When simulating the response of both the full Lemaire model and the mathematically reduced model to rapid changes, such as a sudden onset/offset of effect, we showed that there is overall a good match between the two models (cf. Fig. 8). Small discrepancies in their dynamic properties were only observed during the first 10–20 days after the onset/offset of the effect. However, once the relative speeds of the underlying (patho)physiological processes and therapeutic interventions were taken into account, both models were at any time at quasi-equilibrium (Figs. 2, 3, 4, 5, 6, 7). Consequently, both models can be used interchangeably for characterizing bone cell dynamics on the time scale of disease progression and therapeutic intervention. From a data analysis point of view, the use of the simpler model is advantageous as fewer parameters have to be identified and estimated. This aspect becomes particularly important for the analysis of clinical data, where usually only few samples per subject are available. On the other hand, the development and validation of disease system models heavily depends on current knowledge about the biological system, the availability of sufficient data on different spatial/temporal levels, and the availability of appropriate software tools that allow running and visualizing these models based on widely accepted modeling standards [4, 45].

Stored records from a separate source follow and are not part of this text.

PR #232, opened 2022-06-15
Create custom time getter option for Chainstate for unit tests

TheQuantumPhysicist:


altonen (approved):

chainstate/src/detail/chainstateref.rs
```diff
@@ -285,16 +283,15 @@ impl<'a, S: BlockchainStorageRead> ChainstateRef<'a, S> {
 
         match &block.prev_block_id() {
             Some(prev_block_id) => {
-                let median_time_past = self.calculate_median_time_past(prev_block_id);
```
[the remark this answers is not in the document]
TheQuantumPhysicist: Done

chainstate/src/detail/chainstateref.rs
```diff
@@ -275,34 +274,36 @@ impl<'a, S: BlockchainStorageRead> ChainstateRef<'a, S> {
...
-                if i64::from(block.block_time()) > time::get() + max_future_offset.as_secs() as i64
-                {
-                    // TODO: test submitting a block that fails this
-                    return Err(CheckBlockError::BlockFromTheFuture);
-                }
+                let median_time_past = calculate_median_time_past(self, prev_block_id);
+                ensure!(
+                    block.block_time() >= median_time_past,
+                    CheckBlockError::BlockTimeOrderInvalid
+                );
```
iljakuklic, line 291: A very minor nitpick:

You can add a tailing comma at the end, to make it consistent with how function calls are usually formatted:
```rust
                ensure!(
                    block.block_time() >= median_time_past,
                    CheckBlockError::BlockTimeOrderInvalid,
                );
```

Sadly rustfmt cannot make any assumptions on whether the macro is able to deal with this or not so it conservatively leaves the original punctuation there.

chainstate/src/detail/mod.rs
```diff
@@ -120,13 +130,15 @@ impl Chainstate {
...
         custom_orphan_error_hook: Option<Arc<OrphanErrorHandler>>,
+        custom_time_getter: Option<Arc<TimeGetter>>,
     ) -> Result<Self, crate::ChainstateError> {
         let cons = Self {
             chain_config,
             blockchain_storage,
             orphan_blocks: OrphanBlocksPool::new_default(),
             custom_orphan_error_hook,
             events_controller: EventsController::new(),
+            time_getter: custom_time_getter.unwrap_or_else(|| Arc::new(time::get)),
```
iljakuklic, line 141: If `TimeGetter` was a type wrapper over `Arc<dyn Fn() -> i64 + Send + Sync>`, you could implement `Default` for it and use that (instead of `Some`/`None`) to signify whether the default or a custom time getter is requested.

iljakuklic (approved):
One more minor suggestion. LGTM otherwise

chainstate/src/detail/mod.rs
TheQuantumPhysicist: Actually I consider that playing with fire. A default for the `Arc<dyn Fn() -> i64 + Send + Sync>` type doesn't semantically mean anything... by coincidence we have an alias for that type, but by sheer chance it's related to time. On one hand, consider the confusion by some outsider reading the code. Also consider someone importing the wrong Default because of their auto-complete functions in their IDE. Leave alone the case where we, again, by coincidence, we need another function that has the same signature for something else... and guess what default it'll get.

I like the idea of Default in rust, but I consider it one of those slippery slopes that can easily delete the benefit of type-safety. Same issue with From. If a type has a single `Vec<H256>` (think of locators, for example) in it, it doesn't mean that every `Vec<H256>` should be convertible to a locator. Carla almost did that mistake with BlockUndo. That's dangerous territory.

TheQuantumPhysicist: Ah, I see. Yeah, that's not bad at all. Let me look into that. Apologies, I misunderstood.

TheQuantumPhysicist: I implemented this change. Take a look if you'd like to critique it.

chainstate/src/detail/mod.rs
```diff
@@ -130,15 +133,15 @@ impl Chainstate {
         chain_config: Arc<ChainConfig>,
         blockchain_storage: blockchain_storage::Store,
         custom_orphan_error_hook: Option<Arc<OrphanErrorHandler>>,
-        custom_time_getter: Option<Arc<TimeGetter>>,
+        custom_time_getter: TimeGetter,
```
iljakuklic, line 136: This can be renamed to just `time_getter`

iljakuklic (approved):
Looks good

chainstate/src/detail/mod.rs
TheQuantumPhysicist: Done

muursh (approved):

The application of advanced mathematical and statistical tools, such as mathematical model reduction, can guide the development of disease system models as it allows one to identify the rate-limiting steps within complex, dynamic systems. The joint use of systems pharmacology and mathematical model reduction approaches provides, therefore, a powerful combination as it can guide the identification of drug-, system-, and disease-specific parameters, informative biomarkers as well as the generation of data, where such information can be obtained from. In particular, knowledge on the system’s dynamics and the time scales involved in the establishment of disease and drug effects can guide clinical trial design as it allows to identifying its maximal susceptibility to changes in the underlying physiology and/or therapeutic interventions. For example, the response of the reduced model to a step-decrease in estrogen suggests that in this case a washout design would be superior to a delayed start design for characterizing the impact of this physiological change on bone remodeling. This is due to the fact that in this case equilibrium is reached much faster after washout of the intervention than following its onset (cf. Appendix B; Figs. 8, 9). These findings are in agreement with those of Ploeger and Holford, who found a washout design superior to a delayed start design for characterizing and distinguishing treatment effect types in Parkinson’s disease [46].

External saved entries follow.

PR #233, opened 2022-06-15
Refactor swarm code

altonen:
This is one of many swarm PRs that implement the missing functionality. This PR is big but it mainly splits the implementation into `PeerManager` and `PeerDb`, splits larger functions into smaller functions, adds some validations for connections/peer information and adds a bunch of documentation so it shouldn't be too bad.

It doesn't implement any new functionality but converts the old auto connect implementation into this new `PeerManager::heartbeat()` function that manages the overall connectivity state.


common/src/primitives/version.rs
```diff
@@ -61,6 +61,12 @@ impl TryFrom<String> for SemVer {
     }
 }
 
+impl std::fmt::Display for SemVer {
+    fn fmt(&self, f: &mut std::fmt::Formatter<'_>) -> std::fmt::Result {
+        write!(f, "v{}.{}.{}", self.major, self.minor, self.patch)
```
TheQuantumPhysicist, line 66: Perhaps it's better to move that v out of here. I don't see the benefit in forcing everyone to format their version with a v prefix.

p2p/src/swarm/mod.rs
```diff
@@ -96,314 +86,395 @@ where
...
-            }
-            net::types::ConnectivityEvent::ConnectionAccepted { peer_info } => {
-                let peer_id = peer_info.peer_id;
-                log::debug!("outbound connection accepted by peer {:?}", peer_id);
+    /// Maintain the swarm state
+    ///
+    /// `PeerManager::heartbeat()` is called every time a network/control event is received
+    /// or the heartbeat timer of the event loop expires. In other words, the swarm state
+    /// is checked and updated at least once every 30 seconds. In high-traffic scenarios the
+    /// update interval is clamped to a sensible lower bound.
```
TheQuantumPhysicist, line 297: Maybe briefly explain how it's lowered (what part does it)

p2p/src/swarm/mod.rs
```diff
@@ -14,46 +14,33 @@
...
-// TODO: store other discovered addresses
-#[derive(Debug)]
-struct PeerContext<T>
-where
-    T: NetworkingService,
-{
-    _info: net::types::PeerInfo<T>,
-}
+/// Maximum number of connections the [`PeerManager`] is allowed to have open
+const MAX_ACTIVE_CONNECTIONS: usize = 128;
```
TheQuantumPhysicist, line 40: I may have mentioned this before, but this should be a command line argument. Not necessarily right now to be done, but a TODO wouldn't be bad.

p2p/src/swarm/mod.rs
```diff
@@ -96,314 +86,395 @@ where
...
+            };
+
+            // handle error, exit on fatal errors and finally update peer manager state
+            self.handle_error(result)?;
+            self.heartbeat().await?;
         }
     }
 }
 
 #[cfg(test)]
```
TheQuantumPhysicist, line 470: Perhaps move the tests to a submodule? The file is becoming huge.

p2p/src/swarm/peerdb.rs
```diff
@@ -0,0 +1,267 @@
...
+        /// Hashset of IPv4 addresses
+        ip4: HashSet<T::Address>,
+
+        /// Hashset of IPv6 addresses
+        ip6: HashSet<T::Address>,
+    },
+}
+
+// TODO: improve how peers are stored, order by reputation?
+pub struct PeerDb<T: NetworkingService> {
```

In conclusion, mathematical model reduction is a valuable approach for analyzing disease systems and simplifying complex models while maintaining their dynamic properties. A significant decrease in the number of parameters to be identified and estimated in addition to an increased system transparency qualifies reduced models as tools to evaluate the impact of changes in physiological states and/or therapeutic interventions with respect to the different time scales involved.